1. In symmetric monoidal categories, the left dual object and the right dual object are isomorphic. (Though I haven't found this on Stacks Project unfortunately.)
2. Tag 0FFQ of Stacks Project: https://stacks.math.columbia.edu/tag/0FFQ ,

we see that $$ \mathrm{Hom}_{\mathcal{O}_X}(\mathcal{F} \otimes_{\mathcal{O}_X} \mathcal{E}, \mathcal{G}) = \mathrm{Hom}_{\mathcal{O}_X} (\mathcal{F}, \mathcal{G} \otimes_{\mathcal{O}_X} \mathcal{E}^{\vee}). $$ Then recall the adjointness of $-\otimes_{\mathcal{O}_X} \mathcal{E}$ and $\mathcal{H}om_{\mathcal{O}_X}(\mathcal{E}, -)$, we see that $$ \mathrm{Hom}_{\mathcal{O}_X}(\mathcal{F} \otimes_{\mathcal{O}_X} \mathcal{E}, \mathcal{G})= \mathrm{Hom}_{\mathcal{O}_X}(\mathcal{F}, \mathcal{H}om_{\mathcal{O}_X}(\mathcal{E}, \mathcal{G})). $$ Comparing this two, we see that $\mathcal{G} \otimes_{\mathcal{O}_X} \mathcal{E}^{\vee} = \mathcal{H}om_{\mathcal{O}_X}(\mathcal{E}, \mathcal{G})$ by (the dual version of) Yoneda's lemma.

P.S. In the above discussions, all $=$ conneting "$\mathrm{Hom}$" should be natural isomorphisms.

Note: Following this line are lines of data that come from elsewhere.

PR #135, opened 2023-02-11
Auto-configure the client’s server URL

j-f1:
Corresponding PR for https://github.com/actualbudget/actual/pull/649. Also allows specifying relative paths for `webRoot` (such as `../actual/packages/desktop-client/build`, which is useful if you want to test running against a local build of the frontend).

### DIFF
--- a/src/app-account.js
+++ b/src/app-account.js
@@ -30,10 +30,7 @@ app.get('/needs-bootstrap', (req, res) => {
 
   res.send({
     status: 'ok',
-    data: {
-      isActual: true,
-      bootstrapped: rows.length > 0
-    }
+    data: { bootstrapped: rows.length > 0 }
   });
 });
 
--- a/src/app-account.js
+++ b/src/app-account.js
@@ -20,6 +20,7 @@ function hashPassword(password) {
 
 // Non-authenticated endpoints:
 //
+// /needs-bootstrap
 // /boostrap (special endpoint for setting up the instance, cant call again)
 // /login
 
--- a/src/app-account.js
+++ b/src/app-account.js
@@ -29,7 +29,10 @@ app.get('/needs-bootstrap', (req, res) => {
 
   res.send({
     status: 'ok',
-    data: { bootstrapped: rows.length > 0 }
+    data: {
+      isActual: true,
+      bootstrapped: rows.length > 0
+    }
   });
 });
 
--- a/src/app.js
+++ b/src/app.js
@@ -22,6 +22,13 @@ app.use(bodyParser.raw({ type: 'application/encrypted-file', limit: '50mb' }));
 app.use('/sync', syncApp.handlers);
 app.use('/account', accountApp.handlers);
 
+app.get('/client-bootstrap', (req, res) => {
+  // can also return a `serverURL` to override the server URL
+  // (but our server doesn’t need that because it will default
+  // to the client’s domain which is fine in our case)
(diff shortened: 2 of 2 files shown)


MatissJanis:
Why not use the existing `/needs-bootstrap` for this? It's used to check if the server is running actual-server or a different server after typing in the URL and clicking on "ok".

src/load-config.js
```diff
@@ -54,7 +54,10 @@ export default {
   hostname: process.env.ACTUAL_HOSTNAME || config.hostname,
   serverFiles: process.env.ACTUAL_SERVER_FILES || config.serverFiles,
   userFiles: process.env.ACTUAL_USER_FILES || config.userFiles,
-  webRoot: process.env.ACTUAL_WEB_ROOT || config.webRoot,
+  webRoot: path.resolve(
+    projectRoot,
+    process.env.ACTUAL_WEB_ROOT || config.webRoot
+  ),
```
MatissJanis, line 60: **🔨 warning:** ‏the more I think about this, the more I dislike it from a security POV.

If an attacker gains access to this config file or the env variables: he basically can traverse the entire filesystem. I imagine setting it to `../../../path/to/budget.data?ignore=` and then opening up the server would spit out the budget file. 

https://www.acunetix.com/websitesecurity/directory-traversal/

MatissJanis:
> > Why not use the existing `/needs-bootstrap` for this? It's used to check if the server is running actual-server or a different server after typing in the URL and clicking on "ok".
> 
> That’s an interesting idea! So you’re thinking we would call `/needs-bootstrap` on the current domain immediately at startup?

yup

src/load-config.js
j-f1: If the attacker gains access to the config file then they presumably already have access to the filesystem, right?

And the environment variables are evaluated once at startup, so changes to them at runtime would not have any effect. If you were able to set them before server startup, you could already change the `ACTUAL_SERVER_FILES` environment variable to an empty directory, then re-bootstrap the app and download all of the files with the normal UI.

MatissJanis: Not necessarily. There might be another system running on the same instance. And the attacker might be able to upload files to it, but not read from it.

Anyways, that's a lot of _ifs_. However, we do need to consider them and try and keep the attack vector for actual-server as little as possible. Directory traversal attack is a pretty common security issue. So if we can treat **all** the input as potentially malicious - we can protect ourselves better.

In this case I really don't like the wrapping of this input in `path.resolve`. Is there an alternative we could consider that would solve your problem? Perhaps symlinks?

j-f1:
Since d39f196b8702de79c448752b80956de0c57adabe needs more discussion, I’ll move that to a different PR and focus this on the issue at hand.

src/app-account.js
```diff
@@ -29,7 +29,10 @@ app.get('/needs-bootstrap', (req, res) => {
 
   res.send({
     status: 'ok',
-    data: { bootstrapped: rows.length > 0 }
+    data: {
+      isActual: true,
```
MatissJanis, line 33: Do we really need this constant? Wouldn't a 200 response from this endpoint be sufficient to tell if it's an actual server?

j-f1: Sure.

MatissJanis (approved):

j-f1:
Will wait to merge until the other PR is also approved to make sure there don’t need to be any other changes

Sorry for possible mistakes and misunderstandings.

Answer 3

$$ \DeclareMathOperator{\Esh}{\mathscr{E}} \DeclareMathOperator{\Fsh}{\mathscr{F}} \DeclareMathOperator{\Hom}{\mathcal{Hom}} \DeclareMathOperator{\Osh}{\mathscr{O}} $$ I believe the following should suffice. We will need the fact that $\Hom(\Esh, \Fsh)_p \cong \hom(\Esh_p, \Fsh_p)$ (for locally free finite rank $\Esh$). This follows from the fact that $\Hom$ commutes with finite direct sums and direct sums commute with taking stalks.

We begin by defining the morphism of presheaves $(\Fsh \otimes \Esh^\vee)^\text{pre} \to \Hom(\Esh, \Fsh)$. Let $U$ be an arbitrary open. Then we define $\phi_U: \Fsh(U) \otimes \Esh^\vee(U) \to \hom(\Esh|_U, \Fsh|_U)$ by sending $f \otimes e$ to the morphism of sheaves $g$ given by $g_U(x)=e_U(x)f|_U$. It is easily checked that the following diagram commutes:

Hence we have defined the desired morphism. By universal property of sheafification, we get a morphism $\Fsh \otimes \Esh^\vee \to \Hom(\Esh, \Fsh)$. Now, since $\Esh$ is finite locally free, we may localize at $p$ to check isomorphism. This gives us a morphism of modules $\Fsh_p \otimes \Esh^\vee_p \to \hom(\Osh_{X,p}^n, \Fsh_p)$ such that $f \otimes e \mapsto e(x)f$. By general module theory, this is an isomorphism, hence we have the desired global isomorphism.